-- Material to process follows --
PR #1079, opened 2019-03-15
Bcc32 compatibility

starkmapper:
I did some work to get fmt working on the "classic" Embarcadero compiler.

### DIFF
--- a/fmt/format.cc
+++ b/fmt/format.cc
@@ -83,7 +83,10 @@ static inline fmt::internal::Null<> strerror_s(char *, std::size_t, ...) {
 
 namespace fmt {
 
-FMT_FUNC internal::RuntimeError::~RuntimeError() FMT_DTOR_NOEXCEPT {}
+namespace internal {
+FMT_FUNC RuntimeError::~RuntimeError() FMT_DTOR_NOEXCEPT {}
+} // namespace internal
+
 FMT_FUNC FormatError::~FormatError() FMT_DTOR_NOEXCEPT {}
 FMT_FUNC SystemError::~SystemError() FMT_DTOR_NOEXCEPT {}
 
@@ -231,8 +234,9 @@ FMT_FUNC void SystemError::init(
   base = std::runtime_error(w.str());
 }
 
+namespace internal {
 template <typename T>
-int internal::CharTraits<char>::format_float(
+int CharTraits<char>::format_float(
     char *buffer, std::size_t size, const char *format,
     unsigned width, int precision, T value) {
   if (width == 0) {
@@ -246,7 +250,7 @@ int internal::CharTraits<char>::format_float(
 }
 
 template <typename T>
-int internal::CharTraits<wchar_t>::format_float(
+int CharTraits<wchar_t>::format_float(
     wchar_t *buffer, std::size_t size, const wchar_t *format,
     unsigned width, int precision, T value) {
   if (width == 0) {
@@ -260,7 +264,7 @@ int internal::CharTraits<wchar_t>::format_float(
 }
 
 template <typename T>
-const char internal::BasicData<T>::DIGITS[] =
+const char BasicData<T>::DIGITS[] =
     "0001020304050607080910111213141516171819"
     "2021222324252627282930313233343536373839"
     "4041424344454647484950515253545556575859"
@@ -279,12 +283,12 @@ const char internal::BasicData<T>::DIGITS[] =
   factor * 1000000000
 
 template <typename T>
-const uint32_t internal::BasicData<T>::POWERS_OF_10_32[] = {
+const uint32_t BasicData<T>::POWERS_OF_10_32[] = {
   0, FMT_POWERS_OF_10(1)
 };
 
 template <typename T>
-const uint64_t internal::BasicData<T>::POWERS_OF_10_64[] = {
+const uint64_t BasicData<T>::POWERS_OF_10_64[] = {
   0,
   FMT_POWERS_OF_10(1),
   FMT_POWERS_OF_10(ULongLong(1000000000)),
@@ -293,7 +297,7 @@ const uint64_t internal::BasicData<T>::POWERS_OF_10_64[] = {
   ULongLong(1000000000) * ULongLong(1000000000) * 10
 };
 
-FMT_FUNC void internal::report_unknown_type(char code, const char *type) {
+FMT_FUNC void report_unknown_type(char code, const char *type) {
   (void)type;
   if (std::isprint(static_cast<unsigned char>(code))) {
     FMT_THROW(FormatError(
@@ -306,7 +310,7 @@ FMT_FUNC void internal::report_unknown_type(char code, const char *type) {
 
 #if FMT_USE_WINDOWS_H
 
-FMT_FUNC internal::UTF8ToUTF16::UTF8ToUTF16(StringRef s) {
+FMT_FUNC UTF8ToUTF16::UTF8ToUTF16(StringRef s) {
   static const char ERROR_MSG[] = "cannot convert string from UTF-8 to UTF-16";
   if (s.size() > INT_MAX)
     FMT_THROW(WindowsError(ERROR_INVALID_PARAMETER, ERROR_MSG));
@@ -323,14 +327,14 @@ FMT_FUNC internal::UTF8ToUTF16::UTF8ToUTF16(StringRef s) {
   buffer_[length] = 0;
 }
 
-FMT_FUNC internal::UTF16ToUTF8::UTF16ToUTF8(WStringRef s) {
+FMT_FUNC UTF16ToUTF8::UTF16ToUTF8(WStringRef s) {
   if (int error_code = convert(s)) {
     FMT_THROW(WindowsError(error_code,
         "cannot convert string from UTF-16 to UTF-8"));
   }
 }
 
-FMT_FUNC int internal::UTF16ToUTF8::convert(WStringRef s) {
+FMT_FUNC int UTF16ToUTF8::convert(WStringRef s) {
   if (s.size() > INT_MAX)
     return ERROR_INVALID_PARAMETER;
   int s_size = static_cast<int>(s.size());
@@ -346,6 +350,7 @@ FMT_FUNC int internal::UTF16ToUTF8::convert(WStringRef s) {
   buffer_[length] = 0;
   return 0;
 }
+} // namespace internal
 
 FMT_FUNC void WindowsError::init(
     int err_code, CStringRef format_str, ArgList args) {
@@ -356,7 +361,8 @@ FMT_FUNC void WindowsError::init(
   base = std::runtime_error(w.str());
 }
 
-FMT_FUNC void internal::format_windows_error(
+namespace internal {
+FMT_FUNC void format_windows_error(
     Writer &out, int error_code, StringRef message) FMT_NOEXCEPT {
   FMT_TRY {
     MemoryBuffer<wchar_t, INLINE_BUFFER_SIZE> buffer;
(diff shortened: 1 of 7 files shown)


vitaut:
Hi @starkmapper, thanks for the PR!

Since this is your first contribution to {fmt}, please review [CONTRIBUTING.md](https://github.com/fmtlib/fmt/blob/ebec00138bd10e949ff34955bcb096387cd32acc/CONTRIBUTING.md), particularly the part about licensing, and comment here whether you agree with it being applied to your contributions including this PR.

starkmapper:
I have read contributing.md and agree that my contribution will be licensed under the fmt license.

fmt/format.cc
```diff
@@ -83,10 +83,12 @@ static inline fmt::internal::Null<> strerror_s(char *, std::size_t, ...) {
...
 namespace fmt {
 
-FMT_FUNC internal::RuntimeError::~RuntimeError() FMT_DTOR_NOEXCEPT {}
+namespace internal {
+FMT_FUNC RuntimeError::~RuntimeError() FMT_DTOR_NOEXCEPT {}
+} // namespace internal
+
 FMT_FUNC FormatError::~FormatError() FMT_DTOR_NOEXCEPT {}
 FMT_FUNC SystemError::~SystemError() FMT_DTOR_NOEXCEPT {}
-
```
vitaut: Please avoid unnecessary whitespace changes.

fmt/format.h
```diff
@@ -1331,11 +1331,11 @@ template <typename T, T> struct LConvCheck {
 // Returns the thousands separator for the current locale.
 // We check if ``lconv`` contains ``thousands_sep`` because on Android
 // ``lconv`` is stubbed as an empty struct.
-template <typename LConv>
+/*template <typename LConv>
 inline StringRef thousands_sep(
     LConv *lc, LConvCheck<char *LConv::*, &LConv::thousands_sep> = 0) {
   return lc->thousands_sep;
-}
+}*/
```
vitaut: This should be conditionally compiled instead of commented out.

fmt/format.h
```diff
@@ -2138,8 +2138,10 @@ class ArgFormatterBase : public ArgVisitor<Impl, void> {
 
   // workaround MSVC two-phase lookup issue
   typedef internal::Arg Arg;
+  typedef Char          Char_Type;
+  typedef BasicWriter<Char> Writer_Type;
```
vitaut: `Char_Type` -> `CharType`, `Writer_Type` -> `WriterType` for consistency with other names.

fmt/format.h
```diff
@@ -2432,6 +2433,19 @@ struct ArgArray<N, false/*IsPacked*/> {
   template <typename Formatter, typename T>
   static Arg make(const T &value) { return MakeArg<Formatter>(value); }
 };
+#else
+template <std::size_t N>
+struct ArgArray
+{
```
vitaut: nit: please follow the Google Style: https://google.github.io/styleguide/cppguide.html, in particular 

```c++
struct ArgArray {
```

fmt/format.cc
starkmapper: I did a sweep through all changes to resolve all whitespace issues. Should be OK now, please let me know if I missed anything.

fmt/format.h
starkmapper: That was what commit eec3fcdeabc52f85fcb58a567fae0a6d5d700123 did :-)

fmt/format.h
starkmapper: Should be fixed in 8915b2754397b5c4090267599d03cd31f1e323f0

fmt/format.h
starkmapper: I did my best to adhere to the style guide. I'm not sure if single line functions are allowed, but if so, this should be ok now :-).

starkmapper:
I didn't want to rebase+squash just yet, but let me know if that would help you.

starkmapper:
I'm also a little worried about the CI failing, is there anything I can do about that?

vitaut:
> I didn't want to rebase+squash just yet, but let me know if that would help you.

That would help.

> I'm also a little worried about the CI failing, is there anything I can do about that?

Please check the error at https://travis-ci.org/fmtlib/fmt/jobs/507890085. Looks like they are mostly namespace-related.

starkmapper:
Squashed and fixed non-windows builds (waiting for travis to confirm :-) )

starkmapper:
> I'm not sure what's going on with the appveyor build. Did I break that or is something else going on?
Tried the appveyor script locally and that seems to work.
image

fmt/format.h
```diff
@@ -2469,74 +2498,6 @@ inline uint64_t make_type(FMT_GEN15(FMT_ARG_TYPE_DEFAULT)) {
...
-  FMT_CTOR(ctor, func, arg0_type, arg1_type, 3) \
-  FMT_CTOR(ctor, func, arg0_type, arg1_type, 4) \
-  FMT_CTOR(ctor, func, arg0_type, arg1_type, 5) \
-  FMT_CTOR(ctor, func, arg0_type, arg1_type, 6) \
-  FMT_CTOR(ctor, func, arg0_type, arg1_type, 7) \
-  FMT_CTOR(ctor, func, arg0_type, arg1_type, 8) \
-  FMT_CTOR(ctor, func, arg0_type, arg1_type, 9) \
-  FMT_CTOR(ctor, func, arg0_type, arg1_type, 10)
-#endif
-
```
vitaut: Why move this block?

fmt/format.h
```diff
@@ -2593,11 +2687,8 @@ class SystemError : public internal::RuntimeError {
        throw fmt::SystemError(errno, "cannot open file '{}'", filename);
    \endrst
   */
-  SystemError(int error_code, CStringRef message) {
-    init(error_code, message, ArgList());
-  }
```
vitaut: Please keep this ctor.

fmt/format.h
```diff
@@ -3446,9 +3537,6 @@ class WindowsError : public SystemError {
      }
    \endrst
   */
-  WindowsError(int error_code, CStringRef message) {
-    init(error_code, message, ArgList());
-  }
```
vitaut: And this

fmt/format.h
starkmapper: It is generated by the FMT_VARIADIC_ macro.

fmt/format.h
starkmapper: This one is also generated by the FMT_VARIADIC_ macro.

fmt/format.h
vitaut: It's here for documentation purposes (note the apidoc above). If it is causing problems for bcc, I suggest conditionally compiling instead of removing.

fmt/format.h
starkmapper: The only thing left of this block is the `FMT_MAKE_REF` macro. I moved those to have a single `#if FMT_USE_VARIADIC_TEMPLATES` block.

fmt/format.h
starkmapper: It's not a bcc issue, it's because all `FMT_VARIADIC_*` macros now use the `FMT_VARIADIC_` macro, this normalizing variadic template handing, and less macro magic to maintain. The `FMT_VARIADIC_` macro generates functions with 0..15 templated arguments to mimic variadic templates, where the 0 argument one has the exact same signature as this manually defined one.
I propose to make it consistent with functions `printf`, `format` etc and add an overload with an extra `ArgList` parameter:
```cpp
SystemError(int error_code, CStringRef message, ArgList args) {
    init(error_code, message, args);
  }
```
This would be the best of both worlds: singe `FMT_VARIADIC_` macro and documentation (and more consistency as a bonus :-) ).

starkmapper:
I'll make the proposed changes. Would you like me to squash again, or just push updates? Also, should I check the documentation using doxygen, or apidoc like you mentioned?

starkmapper:
Adding the `..` didn't fix the appveyor build unfortunately.

starkmapper:
> 
> 
> Adding the `..` didn't fix the appveyor build unfortunately. (https://ci.appveyor.com/project/vitaut/fmt/builds/23233738)

But adding `.` did, seems that adding the source path to the commandline became required in v3.13.

fmt/format.h
starkmapper: This should be resolved with the newly added overload.

fmt/format.h
vitaut: If this is not bcc issue, could you remove the macro changes from the current PR?

vitaut:
> But adding . did, seems that adding the source path to the commandline became required in v3.13.

Thanks for fixing this.

> Would you like me to squash again, or just push updates?

Yes, please squash and remove the macro changes as discussed above.

> Also, should I check the documentation using doxygen, or apidoc like you mentioned?

I don't think it's necessary.

fmt/format.h
starkmapper: The need for the macro changes *is* because of a bcc issue. If you feel very strongly about not changing the constructor signature in the documentation I can change the `FMT_VARIADIC_CTOR` macro not to generate the conflicting overload.

### Background

The original macro did c-style array initialization:
```cpp
ArgArray<2>::Type array = { MakeValue<BasicFormatter<char>>(v0), 
                            MakeValue<BasicFormatter<char>>(v1)};
```
Where `ArgArray<2>::Type` is an array of `Value`.
Somehow bcc tried to assign the results of `MakeValue<BasicFormatter<char>>(vN)` to the first member of `Value` (`int int_value` in the anonymous union) causing a "Cannot convert `MakeValue<BasicFormatter<char>>(vN) to int" error.

When I started fixing this issue I found the `FMT_VARIADIC_` function and started using that. This had already solved this issue by generating the individual assignment statements for the array:
```cpp
ArgArray<2>::Type arr;
arr[0] = MakeValue<BasicFormatter<char>>(v0), arr[1] = MakeValue<BasicFormatter<char>>(v1);
```

note: I left out namespaces for clarity

starkmapper:
I changed the macros so the `WindowsError` and `SystemError` constructors can remain unchanged. Please let me know if there is anything else.

fmt/format.h
vitaut: I see. The macro logic is fairly complicated and version 4.x is in maintenance mode, so I'd like the changes in this PR to be minimal, just enough for bcc32 compatibility. Right now it's hard to see what actually changed because the macros have been moved around. Could you return them to their original places and make changes there?

starkmapper: I started doing that, but found that the solution would depend on the (newer and more versatile) macros defined later on in the file. That is why I moved the large macros block up. To verify that I only moved them I used kdiff3 with manual alignment. I'll post those diffs so you can get a better idea of the changes I made.

starkmapper: Here you can see what I changed  to get this working for bcc with the existing macros. Not only achieving bcc compatibility, but also removing the second set of macro's, resulting in less "magic" to maintain:
Macro-diff

And the diff for the `FMT_MAKE_REF` macro's:
Macro-diff - old macros

The alignment of the diff is shown below. I marked the manual alignment markers with red. 
Macro-diff alignment

I hope this makes it clear that I only made minor changes, apart from moving the macros.

vitaut:
Merged everything except the macro changes in https://github.com/fmtlib/fmt/commit/d2744bc848f63b222ed9bab3d93a9a3472f63eca. The macros need a bit more work because they are in their present location for a reason: to make the `system_header` pragma apply to them and not to the other parts of the code. Also it's not entirely clear to me how `FMT_VARIADIC_VAR_ARG` fixes anything.

starkmapper:
I'll try to find a less invasive way to make the macros work.

Issue #1085, opened 2019-03-18
explicit specialization of 'is_string<std::FILE *>' after instantiation


ricco19:
Example [here](https://godbolt.org/z/jKIGv3). I believe per commit c21c6b8

This error will happen when you include `format.h`, format with a `std::FILE*` handle, and later include `color.h` (ie from another translation unit). 

Specialization happens here: https://github.com/fmtlib/fmt/blob/02a6f16b524970112fd93be3f4f7e0aad01ecef5/include/fmt/color.h#L521-L526

Can these be forward declared in `core.h` before instantiation?

PR #1086, opened 2019-03-18
Forward declare is_string<FILE*> specializations

ricco19:
Not sure if this is the ideal or correct solution, but this is how I got around issue #1085 

### DIFF
--- a/include/fmt/core.h
+++ b/include/fmt/core.h
@@ -618,6 +618,10 @@ struct is_string
                               decltype(to_string_view(declval<S>()))>::value> {
 };
 
+// Forward declare FILE* specialization defined in color.h
+template <> struct is_string<std::FILE*>;
+template <> struct is_string<const std::FILE*>;
+
 template <typename S> struct char_t {
   typedef decltype(to_string_view(declval<S>())) result;
   typedef typename result::char_type type;


vitaut:
Thanks for the PR. I think the root cause is that we allow anything as a character type, so a better solution would be to only provide overloads of `to_string_view` for `const char*` and `const wchar_t*` in https://github.com/fmtlib/fmt/blob/b742f622ab2fe2c2a7c7cff4939374b42c64c04b/include/fmt/core.h#L500 and remove those weird specializations in https://github.com/fmtlib/fmt/blob/b742f622ab2fe2c2a7c7cff4939374b42c64c04b/include/fmt/color.h#L525.

ricco19:
> only provide overloads of `to_string_view` for `const char*` and `const wchar_t*` 

Correct me if I'm wrong, but wouldn't you at least need `char16_t` and `char32_t` as well just to pass unit tests? (and `nullptr_t` would become ambiguous). Also, wouldn't this be a breaking change for anyone doing something with weird char types?

vitaut:
Hmm, you are right. It's not enough to handle `char` and `wchar_t`, we need some kind of `is_char` trait. Anyway, I'll merge your workaround for now to unbreak `master`. Thanks again!

PR #1087, opened 2019-03-18
Allow passing UDL format strings to the format function

marc-groundctl:


vitaut:
Thanks for the PR, but could you elaborate why you propose this? The `_format` UDL is there to allow usage like this:

```c++
auto s = "{}"_format(42);
```
as a workaround for missing compile-time arguments in C++. I'm not sure if we should reuse it for anything else.

vitaut:
As commented, I don't think we should support this.

PR #1089, opened 2019-03-20
Added missing typename to FMT_STRING.

mwinterb:
This is so that FMT_STRING can be used in a template.


mwinterb:
https://gcc.godbolt.org/z/4UqZOF Just because I was surprised it was an issue. Clang's error message is much nicer than GCC's.

vitaut:
Merged, thanks!

PR #1991, opened 2020-11-07
:art: [ci] Specify the exact version of clang to use

jgopel:
Problem:
- The version of clang to use is specified only as `clang++`. This is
-- Material to process concluded --
Locate all lines in the listing above with the word "WStringRef". Copy them.

Task response
-FMT_FUNC internal::UTF16ToUTF8::UTF16ToUTF8(WStringRef s) {
+FMT_FUNC UTF16ToUTF8::UTF16ToUTF8(WStringRef s) {
-FMT_FUNC int internal::UTF16ToUTF8::convert(WStringRef s) {
+FMT_FUNC int UTF16ToUTF8::convert(WStringRef s) {
@@ -346,6 +350,7 @@ FMT_FUNC int internal::UTF16ToUTF8::convert(WStringRef s) {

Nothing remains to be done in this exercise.